Face à cette situation la France, par l'intermédiaire du Président de la République et du gouvernement, mais également des parlementaires, a décidé d'empêcher cette réforme d'aboutir en concertation avec d'autes pays européens.
Les parlementaires du groupe de la filière viticole ont abordé ce problème primordial au cours de la réunion du Mercredi 4 Mai.
Compte rendu de la réunion
Les droits de plantation
L'Union européenne a décidé qu'à partir de 2015, et 2018 pour les pays qui désirent les maintenir, les droits de plantation seraient supprimmés. Si une telle réforme devait aboutir, il serait possible de planter de la vigne n'importe où.
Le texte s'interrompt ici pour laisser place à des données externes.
PR #6781, opened 2019-01-21
User permissions api

heww:


src/common/rbac/project/const.go
```diff
@@ -20,14 +20,37 @@ import (
...
 const (
-	ActionAll      = rbac.Action("*")
-	ActionPull     = rbac.Action("pull")
-	ActionPush     = rbac.Action("push")
-	ActionPushPull = rbac.Action("push+pull")
+	ActionAll                 = rbac.Action("*")
+	ActionPull                = rbac.Action("pull")
+	ActionPush                = rbac.Action("push")
+	ActionPushPull            = rbac.Action("push+pull")
+	ActionCreate              = rbac.Action("create")
```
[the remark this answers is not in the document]
heww: Action is just a string what you like to define for resource

src/common/rbac/project/visitor_role.go
```diff
@@ -22,18 +22,116 @@ import (
...
+			{Resource: ResourceHelmChart, Action: ActionDownload},
+			{Resource: ResourceHelmChart, Action: ActionList},
+
+			{Resource: ResourceHelmChartVersion, Action: ActionDownload},
+			{Resource: ResourceHelmChartVersion, Action: ActionRead},
+			{Resource: ResourceHelmChartVersion, Action: ActionList},
+			{Resource: ResourceHelmChartVersion, Action: ActionAddLabel},
+			{Resource: ResourceHelmChartVersion, Action: ActionRemoveLabel},
+
+			{Resource: ResourceConfiguration, Action: ActionRead},
```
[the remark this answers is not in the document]
heww: policies for robot added

docs/swagger.yaml
```diff
@@ -717,6 +717,35 @@ paths:
...
+        - name: scope
+          in: query
+          type: string
+          required: false
+          description: Get permissions of the scope
+        - name: relative
+          in: query
+          type: boolean
+          required: false
+          description: If true, the resources in the response are relative to the scope
```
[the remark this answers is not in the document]
heww: add eg for this param

src/common/rbac/project/const.go
```diff
@@ -20,14 +20,57 @@ import (
...
+
+	// attach label to repository tag (aka, image tag) or helm chart version
+	ActionAddLabel = rbac.Action("add-label")
+	// detach label to repository tag (aka, image tag) or helm chart version
+	ActionRemoveLabel = rbac.Action("remove-label")
+
+	// upload helm chart or helm chart version
+	ActionUpload = rbac.Action("upload")
+	// download helm chart or helm chart version
+	ActionDownload = rbac.Action("download")
```
ywk253100: Why we need so many actions? I think most of them are CRUD? 
The `ActionPull `, `ActionRead ` and `ActionDownload ` are all `Read`?
`ActionReTag ` is the combination of `Read` source `Image` and `Write` destination `Image`?

src/common/rbac/project/util.go
```diff
@@ -47,7 +115,22 @@ func policiesForPublicProject(namespace rbac.Namespace) []*rbac.Policy {
 func policiesForSystemAdmin(namespace rbac.Namespace) []*rbac.Policy {
```
ywk253100: What is the different with `GetAllPolicies ()`?

src/common/rbac/project/util.go
```diff
@@ -21,12 +21,80 @@ import (
...
+		{Resource: ResourceHelmChartVersion, Action: ActionRead},
+		{Resource: ResourceHelmChartVersion, Action: ActionList},
 	}
 
-	// subresource policies for system admin visitor
-	systemAdminProjectPolicies = []*rbac.Policy{
-		{Resource: ResourceAll, Action: ActionAll},
+	// all policies for the projects
+	allPolicies = []*rbac.Policy{
+		{Resource: ResourceSelf, Action: ActionRead},
```
ywk253100: Can we use the `Resource: *, Action *` to represent the all?

src/core/api/user.go
```diff
@@ -339,6 +341,57 @@ func (ua *UserAPI) ToggleUserAdminRole() {
 	}
 }
 
+// ListUserPermissions handles GET to /api/users/{}/permissions
+func (ua *UserAPI) ListUserPermissions() {
+	if ua.userID != ua.currentUserID {
+		log.Errorf("Current user, id: %d can not view other user's permissions", ua.currentUserID)
```
ywk253100: Use debug rather than error to log the message, or this will make users confuse when debugging the system.

src/core/api/user.go
```diff
@@ -339,6 +341,57 @@ func (ua *UserAPI) ToggleUserAdminRole() {
...
+		return
+	}
+
+	relative := ua.Ctx.Input.Query("relative") == "true"
+
+	scope := rbac.Resource(ua.Ctx.Input.Query("scope"))
+	policies := []*rbac.Policy{}
+
+	namespace, err := scope.GetNamespace()
+	if err == nil {
```
ywk253100: What about the err != nil ?

src/common/rbac/project/const.go
heww: `ActionPull` is used by docker client, `ActionDownload` now changed to `ActionRead`, `ActionReTag` is removed.

src/common/rbac/project/util.go
heww: `policiesForSystemAdmin` removed

src/core/api/user.go
heww: changed to `Warningf`, which is used by `ToggleUserAdminRole` method

src/core/api/user.go
heww: `err == nil` is ok here, otherwise the code will be like this

```go
	namespace, err := scope.GetNamespace()
	if err != nil {
		ua.Data["json"] = []
		ua.ServeJSON()
		return
	}

	switch namespace.Kind() {
	case "project":
		for _, policy := range project.GetAllPolicies(namespace) {
			if ua.SecurityCtx.Can(policy.Action, policy.Resource) {
				policies = append(policies, policy)
			}
		}
	}

	results := []map[string]string{}
	for _, policy := range policies {
		var resource rbac.Resource

		// for resource `/project/1/repository` if `relative` is `true` then the resource in response will be `repository`
		if relative {
			relativeResource, err := policy.Resource.RelativeTo(scope)
			if err != nil {
				continue
			}
			resource = relativeResource
		} else {
			resource = policy.Resource
		}

		results = append(results, map[string]string{
			"resource": resource.String(),
			"action":   policy.Action.String(),
		})
	}

	ua.Data["json"] = results
	ua.ServeJSON()
	return
```

the following block is repeated
```go
	ua.Data["json"] = results
	ua.ServeJSON()
	return
```

src/common/rbac/project/util.go
heww: all policies for project shoud be list here, so that in `/users/current/permissions` we can use `security.Context` Can method to check user's permissions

La France s'est élevée contre cette réforme qui menace son patrimoine viticole. 8 pays ont rejoint la position de la France: Allemagne, Italie, Hongrie, Autriche, Portugal, Roumanie, Chypre, Luxembourg. Mais cela ne suffit pas pour atteindre la majorité qualifiée (255 voix sur 27 pays), seule à même de nous permettre de modifier la réforme.
Dans cette bataille, l'Espagne est un pays clé qui ne s'est pas encore opposé à la libéralisation des droits de plantation. Si nous attendons jusqu'en 2012, la réforme passera. Le groupe viticole désire donc agir dès maintenant sur le plan législatif et international.
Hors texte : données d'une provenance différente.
PR #12231, opened 2020-06-13
Fix img url.

70data:


steven-zou:
@70data 

All the documents have been moved to goharbor/website. The related broken img URLs are fixed then.

This PR will be closed and not merged. Thanks for the contributions. From now on, any document revision PR, please raised to the goharbor/website repo.

PR #12274, opened 2020-06-18
Add proxy cache feature

stonezdj:
Update route to add proxy related middleware
Add proxy controller

### DIFF
--- a/src/controller/proxy/controller.go
+++ b/src/controller/proxy/controller.go
@@ -1,0 +1,215 @@
+//  Copyright Project Harbor Authors
+//
+//  Licensed under the Apache License, Version 2.0 (the "License");
+//  you may not use this file except in compliance with the License.
+//  You may obtain a copy of the License at
+//
+//     http://www.apache.org/licenses/LICENSE-2.0
+//
+//  Unless required by applicable law or agreed to in writing, software
+//  distributed under the License is distributed on an "AS IS" BASIS,
+//  WITHOUT WARRANTIES OR CONDITIONS OF ANY KIND, either express or implied.
+//  See the License for the specific language governing permissions and
+//  limitations under the License.
+
+package proxy
+
+import (
+	"context"
+	"github.com/opencontainers/go-digest"
+	"io"
+	"strings"
+	"sync"
+	"time"
+
+	"github.com/docker/distribution"
+	"github.com/docker/distribution/manifest/manifestlist"
+	"github.com/goharbor/harbor/src/common/models"
+	"github.com/goharbor/harbor/src/controller/artifact"
+	"github.com/goharbor/harbor/src/controller/blob"
+	"github.com/goharbor/harbor/src/lib"
+	"github.com/goharbor/harbor/src/lib/errors"
+	"github.com/goharbor/harbor/src/lib/log"
+	"github.com/goharbor/harbor/src/replication/registry"
+	v1 "github.com/opencontainers/image-spec/specs-go/v1"
+)
+
+const (
+	// wait more time than manifest (maxManifestWait) because manifest list depends on manifest ready
+	maxManifestListWait = 20
+	maxManifestWait     = 10
+	sleepIntervalSec    = 20
+)
+
+var (
+	// Ctl is a global proxy controller instance
+	ctl  Controller
+	once sync.Once
+)
+
+// Controller defines the operations related with pull through proxy
+type Controller interface {
+	// UseLocalBlob check if the blob should use local copy
+	UseLocalBlob(ctx context.Context, art lib.ArtifactInfo) bool
+	// UseLocalManifest check manifest should use local copy
+	UseLocalManifest(ctx context.Context, art lib.ArtifactInfo) bool
+	// ProxyBlob proxy the blob request to the remote server, p is the proxy project
+	// art is the ArtifactInfo which includes the digest of the blob
+	ProxyBlob(ctx context.Context, p *models.Project, art lib.ArtifactInfo) (int64, io.ReadCloser, error)
+	// ProxyManifest proxy the manifest request to the remote server, p is the proxy project,
+	// art is the ArtifactInfo which includes the tag or digest of the manifest
+	ProxyManifest(ctx context.Context, p *models.Project, art lib.ArtifactInfo) (distribution.Manifest, error)
+}
+type controller struct {
+	blobCtl     blob.Controller
+	registryMgr registry.Manager
+	artifactCtl artifact.Controller
+	local       localInterface
+}
+
+// ControllerInstance -- Get the proxy controller instance
+func ControllerInstance() Controller {
+	// Lazy load the controller
+	// Because LocalHelper is not ready unless core startup completely
+	once.Do(func() {
+		ctl = &controller{
+			blobCtl:     blob.Ctl,
+			registryMgr: registry.NewDefaultManager(),
+			artifactCtl: artifact.Ctl,
+			local:       newLocalHelper(),
+		}
+	})
+
+	return ctl
+}
+
+func (c *controller) UseLocalBlob(ctx context.Context, art lib.ArtifactInfo) bool {
+	if len(art.Digest) == 0 {
+		return false
+	}
+	exist, err := c.local.BlobExist(ctx, art)
+	if err != nil {
+		return false
+	}
+	return exist
+}
+
+func (c *controller) UseLocalManifest(ctx context.Context, art lib.ArtifactInfo) bool {
+	if len(art.Digest) == 0 {
+		return false
+	}
+	return c.local.ManifestExist(ctx, art)
+}
+
+func (c *controller) ProxyManifest(ctx context.Context, p *models.Project, art lib.ArtifactInfo) (distribution.Manifest, error) {
+	var man distribution.Manifest
+	remoteRepo := getRemoteRepo(art)
+	r, err := newRemoteHelper(p.RegistryID)
+	if err != nil {
+		return man, err
+	}
+	ref := getReference(art)
+	man, err = r.Manifest(remoteRepo, ref)
+	if err != nil {
+		if errors.IsNotFoundErr(err) {
+			go func() {
+				c.local.DeleteManifest(remoteRepo, art.Tag)
+			}()
+		}
+		return man, err
+	}
+	ct, _, err := man.Payload()
+	if err != nil {
+		return man, err
+	}
+	// Push manifest in background
+	go func() {
+		c.waitAndPushManifest(ctx, remoteRepo, man, art, ct, r)
+	}()
+
+	return man, nil
+}
+
+func (c *controller) ProxyBlob(ctx context.Context, p *models.Project, art lib.ArtifactInfo) (int64, io.ReadCloser, error) {
+	remoteRepo := getRemoteRepo(art)
+	log.Debugf("The blob doesn't exist, proxy the request to the target server, url:%v", remoteRepo)
+	rHelper, err := newRemoteHelper(p.RegistryID)
+	if err != nil {
+		return 0, nil, err
+	}
+
+	size, bReader, err := rHelper.BlobReader(remoteRepo, art.Digest)
+	if err != nil {
+		log.Errorf("failed to pull blob, error %v", err)
+		return 0, nil, err
+	}
+	desc := distribution.Descriptor{Size: size, Digest: digest.Digest(art.Digest)}
+	go func() {
+		err := c.putBlobToLocal(remoteRepo, art.Repository, desc, rHelper)
+		if err != nil {
+			log.Errorf("error while putting blob to local repo, %v", err)
+		}
+	}()
+	return size, bReader, nil
+}
+
+func (c *controller) putBlobToLocal(remoteRepo string, localRepo string, desc distribution.Descriptor, r remoteInterface) error {
+	log.Debugf("Put blob to local registry!, sourceRepo:%v, localRepo:%v, digest: %v", remoteRepo, localRepo, desc.Digest)
+	_, bReader, err := r.BlobReader(remoteRepo, string(desc.Digest))
+	if err != nil {
+		log.Errorf("failed to create blob reader, error %v", err)
+		return err
+	}
+	defer bReader.Close()
+	err = c.local.PushBlob(localRepo, desc, bReader)
+	return err
+}
+
+func (c *controller) waitAndPushManifest(ctx context.Context, remoteRepo string, man distribution.Manifest, art lib.ArtifactInfo, contType string, r remoteInterface) {
+	if contType == manifestlist.MediaTypeManifestList || contType == v1.MediaTypeImageIndex {
+		err := c.local.PushManifestList(ctx, art.Repository, getReference(art), man)
+		if err != nil {
+			log.Errorf("error when push manifest list to local :%v", err)
+		}
+		return
+	}
+	var waitBlobs []distribution.Descriptor
+	for n := 0; n < maxManifestWait; n++ {
+		time.Sleep(sleepIntervalSec * time.Second)
+		waitBlobs = c.local.CheckDependencies(ctx, art.Repository, man)
+		if len(waitBlobs) == 0 {
+			break
+		}
+		log.Debugf("Current n=%v artifact: %v:%v", n, art.Repository, art.Tag)
+	}
+	if len(waitBlobs) > 0 {
+		// docker client will skip to pull layers exist in local
+		// these blobs is not exist in the proxy server
+		// it will cause the manifest dependency check always fail
+		// need to push these blobs before push manifest to avoid failure
+		log.Debug("Waiting blobs not empty, push it to local repo directly")
+		for _, desc := range waitBlobs {
+			err := c.putBlobToLocal(remoteRepo, art.Repository, desc, r)
+			if err != nil {
+				log.Errorf("Failed to push blob to local repo, error: %v", err)
+				return
+			}
+		}
+	}
+	err := c.local.PushManifest(art.Repository, getReference(art), man)
+	if err != nil {
+		log.Errorf("failed to push manifest, tag: %v, error %v", art.Tag, err)
+	}
+}
+
+// getRemoteRepo get the remote repository name, used in proxy cache
+func getRemoteRepo(art lib.ArtifactInfo) string {
+	return strings.TrimPrefix(art.Repository, art.ProjectName+"/")
+}
+
+func getReference(art lib.ArtifactInfo) string {
+	if len(art.Tag) > 0 {
+		return art.Tag
+	}
+	return art.Digest
+}
--- a/src/controller/proxy/inflight.go
+++ b/src/controller/proxy/inflight.go
@@ -1,0 +1,46 @@
+//  Copyright Project Harbor Authors
+//
+//  Licensed under the Apache License, Version 2.0 (the "License");
+//  you may not use this file except in compliance with the License.
+//  You may obtain a copy of the License at
+//
+//     http://www.apache.org/licenses/LICENSE-2.0
+//
+//  Unless required by applicable law or agreed to in writing, software
+//  distributed under the License is distributed on an "AS IS" BASIS,
+//  WITHOUT WARRANTIES OR CONDITIONS OF ANY KIND, either express or implied.
+//  See the License for the specific language governing permissions and
+//  limitations under the License.
+
+package proxy
+
+import "sync"
+
+type inflightRequest struct {
+	mu     sync.Mutex
+	reqMap map[string]interface{}
+}
+
+var inflightChecker = &inflightRequest{
+	reqMap: make(map[string]interface{}),
+}
+
+// addRequest if the artifact already exist in the inflightRequest, return false
+// else return true
+func (in *inflightRequest) addRequest(artifact string) (suc bool) {
+	in.mu.Lock()
+	defer in.mu.Unlock()
+	_, ok := in.reqMap[artifact]
+	if ok {
+		// Skip some following operation if it is in reqMap
+		return false
+	}
+	in.reqMap[artifact] = 1
+	return true
+}
+
+func (in *inflightRequest) removeRequest(artifact string) {
+	in.mu.Lock()
+	defer in.mu.Unlock()
+	delete(in.reqMap, artifact)
+}
--- a/src/controller/proxy/local.go
+++ b/src/controller/proxy/local.go
@@ -1,0 +1,191 @@
+//  Copyright Project Harbor Authors
+//
+//  Licensed under the Apache License, Version 2.0 (the "License");
+//  you may not use this file except in compliance with the License.
+//  You may obtain a copy of the License at
+//
+//     http://www.apache.org/licenses/LICENSE-2.0
+//
+//  Unless required by applicable law or agreed to in writing, software
+//  distributed under the License is distributed on an "AS IS" BASIS,
+//  WITHOUT WARRANTIES OR CONDITIONS OF ANY KIND, either express or implied.
+//  See the License for the specific language governing permissions and
+//  limitations under the License.
+
+package proxy
+
+import (
+	"context"
+	"errors"
+	"fmt"
+	"github.com/docker/distribution"
+	"github.com/docker/distribution/manifest/manifestlist"
+	comHttpAuth "github.com/goharbor/harbor/src/common/http/modifier/auth"
+	"github.com/goharbor/harbor/src/controller/artifact"
+	"github.com/goharbor/harbor/src/core/config"
+	"github.com/goharbor/harbor/src/lib"
+	"github.com/goharbor/harbor/src/lib/log"
+	"github.com/goharbor/harbor/src/pkg/registry"
+	"io"
+	"time"
+)
+
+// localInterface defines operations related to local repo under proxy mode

Législatif par une proposition de résolution (cf. Document ci-joint) qui devrait, dans la mesure du possible, réunir les Parlementaires de droite et de gauche.
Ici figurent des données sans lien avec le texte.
PR #12280, opened 2020-06-19
Implement task and execution manager

ywk253100:
Implement task and execution manager


src/core/config/config.go
```diff
@@ -231,7 +231,7 @@ func RegistryURL() (string, error) {
 
 // InternalJobServiceURL returns jobservice URL for internal communication between Harbor containers
 func InternalJobServiceURL() string {
-	return strings.TrimSuffix(cfgMgr.Get(common.JobServiceURL).GetString(), "/")
+	return os.Getenv("JOBSERVICE_URL")
```
bitsf, line 234: why not continue using common.JobServiceURL

src/pkg/task/execution.go
```diff
@@ -43,3 +53,211 @@ type ExecutionManager interface {
...
+			metrics.ErrorTaskCount = sc.Count
+		case job.PendingStatus.String():
+			metrics.PendingTaskCount = sc.Count
+		case job.RunningStatus.String():
+			metrics.RunningTaskCount = sc.Count
+		case job.ScheduledStatus.String():
+			metrics.ScheduledTaskCount = sc.Count
+		case job.StoppedStatus.String():
+			metrics.StoppedTaskCount = sc.Count
+		}
```
bitsf, line 222: how about add default clause and return error

src/core/middlewares/middlewares.go
```diff
@@ -82,9 +67,9 @@ func MiddleWares() []beego.MiddleWare {
 		csrf.Middleware(),
 		security.Middleware(),
 		readonly.Middleware(readonlySkippers...),
-		orm.Middleware(legacyAPISkipper),
+		orm.Middleware(),
```
bitsf, line 70: @heww Is this check not required now ?

heww: I think this skipper does not work for legacy APIs now.

src/pkg/task/execution.go
```diff
@@ -43,3 +53,211 @@ type ExecutionManager interface {
...
+		Keywords: map[string]interface{}{
+			"ExecutionID": id,
+		},
+	})
+	if err != nil {
+		return err
+	}
+
+	for _, task := range tasks {
+		if !job.Status(task.Status).Final() {
```
steven-zou, line 131: Is it possible to treat this operation as a default one? That means if the task is not completed, the deleting action will try to stop it first.

src/pkg/task/execution.go
steven-zou: default clause : just log error?

src/pkg/task/execution.go
```diff
@@ -43,3 +53,211 @@ type ExecutionManager interface {
...
+	metrics.TaskCount = metrics.SuccessTaskCount + metrics.ErrorTaskCount +
+		metrics.PendingTaskCount + metrics.RunningTaskCount +
+		metrics.ScheduledTaskCount + metrics.StoppedTaskCount
+	execution.Metrics = metrics
+}
+
+func (e *executionManager) populateExecutionStatus(execution *Execution) {
+	metrics := execution.Metrics
+	if metrics == nil {
+		return
```
steven-zou, line 233: What's the default status?

src/pkg/task/task.go
```diff
@@ -37,3 +51,168 @@ type Manager interface {
...
+		ExecutionID:  executionID,
+		Status:       job.PendingStatus.String(),
+		StatusCode:   job.PendingStatus.Code(),
+		ExtraAttrs:   string(data),
+		CreationTime: now,
+		UpdateTime:   now,
+	})
+}
+
+func (m *manager) submitJob(ctx context.Context, id int64, jb *Job) {
```
steven-zou, line 105: Maybe `submitJob` returns an error and status updating can be put into the `Create` method, which will be more clear.

src/common/job/client.go
```diff
@@ -18,10 +19,12 @@ import (
 
 var (
 	// GlobalClient is an instance of the default client that can be used globally
-	// Notes: the client needs to be initialized before can be used
-	GlobalClient             Client
-	statusBehindErrorPattern = "mismatch job status for stopping job: .*, job status (.*) is behind Running"
-	statusBehindErrorReg     = regexp.MustCompile(statusBehindErrorPattern)
+	GlobalClient             Client = NewDefaultClient(config.InternalJobServiceURL(), config.CoreSecret())
+	statusBehindErrorPattern        = "mismatch job status for stopping job: .*, job status (.*) is behind Running"
```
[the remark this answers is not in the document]
ywk253100: No change for this part in the PR, will remove it in a separated one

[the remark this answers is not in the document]
ywk253100: No change for this part in the PR, will remove it in a separated one

src/common/job/client.go
```diff
@@ -206,6 +204,9 @@ func (d *DefaultClient) PostAction(uuid, action string) error {
 				status: status,
 			}
 		}
+		if strings.Contains(err.Error(), "object is not found") {
```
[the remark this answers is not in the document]
ywk253100: Seems that the jobservice will not return 404 error?

src/core/config/config.go
ywk253100: The original implementation gets the URL from config manager which reads it from the environment variable`JOBSERVICE_URL` as well. The config manager depends on database when starting up, this is unnecessary for jobservice URL.

src/pkg/task/execution.go
ywk253100: A corner case: think about an execution which contains two tasks `a` and `b`, both of them are running. Now I try to delete the execution, stop `a` successfully, delete `a` from database, try to stop b but get error, as the operation is in a DB transaction, all database deletion rolls back, this causes the inconsistent between database and jobservice.

src/pkg/task/execution.go
ywk253100: No default status. If the execution contains any tasks, the status is calculated from the task statuses, or the status should be set by caller explicitly.

src/pkg/task/execution.go
ywk253100: Updated

src/common/job/client.go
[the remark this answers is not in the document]
steven-zou: Double check JS code, it will return 400 code if the error is NOT_FOUND

```go
if errs.IsObjectNotFoundError(err) {
			code = http.StatusNotFound
		} 
```

src/pkg/task/execution.go
steven-zou: ok, let's keep it with a simple way.

src/pkg/task/execution.go
steven-zou: By your design, there should not be an execution without any tasks, right? Shall we make sure this rule by adding validation logic?

src/common/job/client.go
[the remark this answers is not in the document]
steven-zou: Don't forget it.

src/pkg/task/execution.go
ywk253100: There are indeed executions contain no tasks. e.g. starting an execution for replication will create an execution record first, and after the initial/prepare/filter works, there maybe no artifact candidates to replicate, the execution contains no tasks in this case and the caller should set the status and end time for the execution record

International, en organisant une rencontre prochainement en Espagne afin de convaincre nos interlocuteurs espagnols de l'importance du maintien des droits de plantation.
Au cours de cette réunion, les représentants de la filière viticole ont fait part de leur satisfaction de voir le dossier avancer. Toutefois, ils restent vigilants car beaucoup reste à faire pour bloquer cette mauvaise réforme. Dans ce cadre, la filière attend que les députés agissent au niveau international, règlent cette question avant la réforme de la PAC, fixent un calendrier.
Étiquettage
Une nouvelle réglementation contre le cancer obligera désormais d'indiquer sur les étiquettes les unités d'alcool. Les représentants de la filière viticole désirent que cette mesure, mise en place pour certains alcools, ne soit pas généralisée car elle réduirait le vin à sa seule qualité d'alcool et obligerait les professionnels à engager des frais supplémentaires.